Task to complete: Filter the entries below, keeping only lines with "Thanks".

(Entries taken from a collection)
PR #1724, opened 2020-11-07
add Page Views

xdvrx1:
When we add this service, it will count every hit of this repo. And this will guide us more about the visitors each day and will indicate the total views. For me, this is very helpful both for us and for those will view this repo seeing this page views. If there is the website built from this repo, it can be simply added there too.

Screenshot (1662)


edreamleo:
@xdvrx1 Hi. Thanks for the contribution.

Please change the base of the PR to "devel".  See [this page](https://stackoverflow.com/questions/24159036/how-to-modify-a-pull-request-on-github-to-change-target-branch-to-merge-into)

edreamleo (changes requested):
Please base this PR on "devel", not "master"

edreamleo (approved):

edreamleo:
@xdvrx1 Thanks for your work. Actually, the patch would also be appropriate in master.  I'll make that change myself.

Output of the exercise:
@xdvrx1 Hi. Thanks for the contribution.
@xdvrx1 Thanks for your work. Actually, the patch would also be appropriate in master.  I'll make that change myself.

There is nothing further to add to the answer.